Es war dunkel, feucht und kalt, und in der Luft lag der Gestank nach totem Fisch. Das war wahrscheinlich in allen Häfen so, doch seitdem Carry an Land gegangen war, schien Euree sie nicht willkommen zu heißen, sondern ihr üblen Atem ins Gesicht zu blasen. Dabei hatte sie sich so viel von ihrer Flucht versprochen.

Sie griff die Henkel ihrer abgewetzten Stofftasche fester und sah sich in der düsteren Gasse um. Irgendwo hier musste die Kneipe sein, von der Riek gesprochen hatte. Wo sie vielleicht eine Anstellung finden würde. Sie brauchte Geld – fast alle ihre Besitztümer waren für die Passage draufgegangen.

Endlich erspähte sie die Tür und darüber das Schild »Shaaka-Bar«. Sie atmete tief durch, fasste den Knauf und riss die Tür auf. Eine Flammenwand schlug ihr entgegen ...

Carry blinzelte und taumelte erschreckt einen Schritt zurück.

»Rein oder raus, und Tür zu!«, bellte eine unwirsche, tiefe Stimme von drinnen.
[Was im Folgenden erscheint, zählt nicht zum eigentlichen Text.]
PR #1112, opened 2022-04-11
Add performance improvement to `DeprecatedComponents` linter

khiga8:
@camertron had a performance improvement suggestion in https://github.com/primer/view_components/pull/1108 but I had auto-merge set.

This adds the review suggestion which is to use memoization in the `deprecated_components` method for performance improvements.


camertron (approved):
Thanks! 🎉

PR #1283, opened 2022-08-08
Updating label component to not always have large

jonrohan:
image

https://primer.style/view-components/components/label

Currently the Label is always rendered with the `Label--large` class. I fixed the issue here and added a label component preview.


camertron (approved):
Thanks :) 🎉

PR #1284, opened 2022-08-08
Don't render tooltip on IconButton when tag is summary

jonrohan:
Currently there's an issue with the `IconButton` component when being rendered with a `tag: :summary` option. 

image

The `<summary>` gets wrapped with a `div` that breaks any details dialog triggers.

I'm proposing that we don't render a tooltip when the tag is a summary. This is because to place it properly we would need to put the tooltip outside of the `<details>` element.

### DIFF
--- a/.changeset/poor-elephants-impress.md
+++ b/.changeset/poor-elephants-impress.md
@@ -1,0 +1,5 @@
+---
+"@primer/view-components": patch
+---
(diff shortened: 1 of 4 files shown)


prashkan (approved):
Thanks for the quick remediation here! 🎉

Nach der ersten Schrecksekunde erkannte Carry, dass sie keineswegs vor einer Flammenwand stand. Links und rechts der Tür waren nur Feuerbecken aufgestellt, deren Flammen wegen des Luftzugs der geöffneten Tür aufgeflackert waren.

Kein Grund, sich zu erschrecken, beruhigte sich Carry. Es ist eine ganz normale Kneipe.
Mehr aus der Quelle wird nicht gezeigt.